ミドリのハナシ
確か2~3年前くらいのこと。
もうすっかり冬で、ひんやりしていた時期だった思う。
理由はとんと忘れてしまったが、不意に部屋に緑を取り入れたくなった。
元々植物はとても好きなのだが、何でかきちんと置いていなかった…というのは嘘で、ベランダには4本のオリーブの(苗)木たちが居たのだけれど。

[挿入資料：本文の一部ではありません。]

PR #1302, opened 2023-07-01
Igor lig 3059 add dcl dclw imagenet benchmark

### LINKED ISSUE #1303: DCL & DCLW

IgorSusmelj:
- Add ImageNet benchmark for DCL and DCLW models
Closes #1303 

Results for DCL:
```
knn val_top1: 0.49592000246047974
knn val_top5: 0.7745599746704102

max linear val_top1: 0.6510999798774719                                   
max linear val_top5: 0.862339973449707

max finetune val_top1: 0.7349600195884705
max finetune val_top5: 0.9171800017356873
```

Results for DCLW:
```
knn val_top1: 0.4851999878883362
knn val_top5: 0.7682399749755859

max linear val_top1: 0.6449599862098694                                   
max linear val_top5: 0.8599600195884705

max finetune val_top1: 0.7316399812698364                                 
max finetune val_top5: 0.9147400259971619
```

For comparison:
These are the SimCLR results:
```
knn val_top1: 0.44764000177383423                                         
knn val_top5: 0.7394000291824341

max linear val_top1: 0.6315199732780457                                   
max linear val_top5: 0.8517000079154968

max finetune val_top1: 0.7389600276947021                                 
max finetune val_top5: 0.9190400242805481
```

### DIFF
--- a/benchmarks/imagenet/resnet50/main.py
+++ b/benchmarks/imagenet/resnet50/main.py
@@ -10,6 +10,7 @@ import linear_eval
 import simclr
 import swav
 import dcl
+import dclw
 import torch
 from pytorch_lightning import LightningModule, Trainer
 from pytorch_lightning.callbacks import (
@@ -47,6 +48,7 @@ METHODS = {
     "simclr": {"model": simclr.SimCLR, "transform": simclr.transform},
     "swav": {"model": swav.SwAV, "transform": swav.transform},
     "dcl": {"model": dcl.DCL, "transform": simclr.transform},
+    "dclw": {"model": dclw.DCLW, "transform": simclr.transform},
 }
 
 
--- a/benchmarks/imagenet/resnet50/main.py
+++ b/benchmarks/imagenet/resnet50/main.py
@@ -44,11 +44,11 @@ parser.add_argument("--skip-linear-eval", action="store_true")
 parser.add_argument("--skip-finetune-eval", action="store_true")
 
 METHODS = {
+    "dcl": {"model": dcl.DCL, "transform": simclr.transform},
+    "dclw": {"model": dclw.DCLW, "transform": simclr.transform},
     "dino": {"model": dino.DINO, "transform": dino.transform},
     "simclr": {"model": simclr.SimCLR, "transform": simclr.transform},
     "swav": {"model": swav.SwAV, "transform": swav.transform},
-    "dcl": {"model": dcl.DCL, "transform": simclr.transform},
-    "dclw": {"model": dclw.DCLW, "transform": simclr.transform},
 }
 
 
--- a/benchmarks/imagenet/resnet50/main.py
+++ b/benchmarks/imagenet/resnet50/main.py
@@ -44,8 +44,8 @@ parser.add_argument("--skip-linear-eval", action="store_true")
 parser.add_argument("--skip-finetune-eval", action="store_true")
 
 METHODS = {
-    "dcl": {"model": dcl.DCL, "transform": simclr.transform},
-    "dclw": {"model": dclw.DCLW, "transform": simclr.transform},
+    "dcl": {"model": dcl.DCL, "transform": dcl.transform},
+    "dclw": {"model": dclw.DCLW, "transform": dclw.transform},
     "dino": {"model": dino.DINO, "transform": dino.transform},
     "simclr": {"model": simclr.SimCLR, "transform": simclr.transform},
     "swav": {"model": swav.SwAV, "transform": swav.transform},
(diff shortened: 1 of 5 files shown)


IgorSusmelj:
From the paper (https://arxiv.org/pdf/2110.06848.pdf):

> result on ImageNet-1K using linear evaluation. With DCL, SimCLR can achieve 64.6% top-1 accuracy with only 100 epochs compared to SimCLR baseline: 57.5%;

- @guarin, which SimCLR version did we benchmark so far? It can't be the original one as our accuracy is much higher `63.2` vs `57.5`.

Both, the original SimCLR paper and the DCL paper refer to the experiment with batch size 256 and training for 100 epochs which results in `57.5` accuracy for linear evaluation.

guarin:
It is the original one but with square root lr scaling, see appendix B.1 in the paper:
Screen Shot 2023-07-10 at 17 20 36

IgorSusmelj:
> It is the original one but with square root lr scaling, see appendix B.1 in the paper: Screen Shot 2023-07-10 at 17 20 36

Ok, in the paper they state that they use the default settings 
image

Let's do the following. 
- We update the SimCLR ImageNet code to use linear lr and call it SimCLRv1. We add a comment that one could also use square root learning rate for the model and get slightly better results for smaller batch sizes/fewer epochs
- We make a SimCLRv2 version that uses the modifications from the follow up paper (3 layer projection head etc.)
- I'll then rerun the experiments for DCL and DCLW to use SimCLRv1. the SimCLR models are trained quickly.

In the future we should be more careful with the reference implementations. If we don't follow the settings in the paper we will have issues with all the other papers that build up on the previous one.

guarin:
> In the future we should be more careful with the reference implementations. Maybe we review the PRs and check for the parameters before we start the training run. If we don't follow the settings in the paper we will have issues with all the other papers that build up on the previous one.

We have chosen those parameters on purpose because the paper reported that those work best for small batch sizes. There are also comments in the code for the relevant parameters, why they were chosen, and what to do for larger batch sizes. We also did the same for the other models. Just using default parameters without adjusting for batch size/epochs results in bad performance for most models and I don't think this is helpful as the reported numbers wouldn't allow a fair comparison between the different methods. If we truly want to reproduce the models we also have to use the same batch size and training epochs.

> We make a SimCLRv2 version that uses the modifications from the follow up paper (3 layer projection head etc.)

Could you add an issue for it?

> I'll then rerun the experiments for DCL and DCLW to use SimCLRv1. the SimCLR models are trained quickly.

Sure

> I'd not discard the current results but put them to a section of "additional experiments". I'd also drop all the others we did. E.g. the BYOL one with the wrong learning rate. It would be a pity to discard the results completely.
 
I think it is ok to leave them in the PR, otherwise this will be super hard to maintain.

IgorSusmelj:
I understand your points. How about at least marking them in the readme?
Something like this
image

guarin:
> I understand your points. How about at least marking them in the readme? Something like this @guarin

I like it! Maybe we could even add a `See Appendix B.1 in [SimCLR paper](https://arxiv.org/abs/2002.05709)`.

benchmarks/imagenet/resnet50/main.py
```diff
@@ -45,6 +47,8 @@
     "dino": {"model": dino.DINO, "transform": dino.transform},
     "simclr": {"model": simclr.SimCLR, "transform": simclr.transform},
     "swav": {"model": swav.SwAV, "transform": swav.transform},
+    "dcl": {"model": dcl.DCL, "transform": simclr.transform},
+    "dclw": {"model": dclw.DCLW, "transform": simclr.transform},
```
guarin, line 51:
```suggestion
    "dcl": {"model": dcl.DCL, "transform": dcl.transform},
    "dclw": {"model": dclw.DCLW, "transform": dclw.transform},
```

Could you also move them to the top of the dict? Then everything stays alphabetically sorted.

guarin (changes requested):
The code and results LGTM!

Could you add the results also to the benchmarks docs?

benchmarks/imagenet/resnet50/main.py
```diff
@@ -42,6 +44,8 @@
 parser.add_argument("--skip-finetune-eval", action="store_true")
 
 METHODS = {
+    "dcl": {"model": dcl.DCL, "transform": simclr.transform},
+    "dclw": {"model": dclw.DCLW, "transform": simclr.transform},
```
guarin, line 48:
```suggestion
    "dcl": {"model": dcl.DCL, "transform": dcl.transform},
    "dclw": {"model": dclw.DCLW, "transform": dclw.transform},
```

guarin (approved):
One last thing but I'll already approve

benchmarks/imagenet/resnet50/main.py
IgorSusmelj: I changed that!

まぁただ、彼らとはまるで熟年夫婦みたいな、腐れ縁みたいな長い付き合いで、「メシ」「はいはい」みたいな手練れな感じで…書いてたらキリがないので、彼らとの話はまた今度にしよう。
そんなある日。
確か少し部屋を掃除した時だったと思う。
不意に「緑が足りない」、そう思った。
そこからは早かった。
時間があれば植物についてずーっと調べていた。そしてずーっとワクワクしていた。世の中に溢れる植物の多いこと、多いこと。その不思議な生態や形に魅力され「なんでこんなにステキなものたちに気付かなかったんだろう」とちょっと歯痒く思ったり。
でもなかなか手に入れることはしなかった。
もうその頃にはすっかり頭でっかちになっちゃって、「この植物は少し育てにくいかもしれないし」「季節的になぁ」とかはもちろん、目当ての植物を見つけても「いやぁーこの値段?どうなの?」と価格ドッ◯コムさながらの中途半端な相場感覚まで身につけちゃって、ニワカ植物批評家になってしまったというね。一番タチの悪いやつね。
そんな折、ある植物に出会った。
びびーん!
ときた。
いやいや、でもでも。
どう考えても、相場より相当高かった。
「多分これは陶器の鉢とセットの受け皿が高いに違いない。これだけで数千円だぞ」というお得意の(どんぶり)皮算用も発揮されたのだけれども。
数日悩んだ。
気が付いたら店の前で眺めては「やっぱりどうだかなぁ」と首を捻ること幾数日。
はい、買いましたとさ。めでたしめでたし。
…とはならないのだけれど、当時の自分はまだ知らないのでした。それは序章に過ぎないということを…。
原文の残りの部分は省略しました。